WHAT IS NEEDED: Please copy every line from the records below that contains the string "session".

[Saved entries]

--- START ---

PR #261, opened 2017-08-17
Launch settings app

vrunoa:
Real-devices on Android 7+ seems to be failing to set wifi, data settings if the io.appium.settings app is not launched prior to starting the session. 
https://github.com/appium/appium/issues/8957

Would like to have @mayureshshirodkar confirmation to verify this is not happening on Android 6 or below devices. Right now i'm out of devices.  😄

### DIFF
--- a/lib/android-helpers.js
+++ b/lib/android-helpers.js
@@ -367,7 +367,7 @@ helpers.pushSettingsApp = async function (adb) {
   // if the app is not launched prior to start the session on android 7+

--- END ---

RESPONSE TO THE EXERCISE:
Real-devices on Android 7+ seems to be failing to set wifi, data settings if the io.appium.settings app is not launched prior to starting the session. 
   // if the app is not launched prior to start the session on android 7+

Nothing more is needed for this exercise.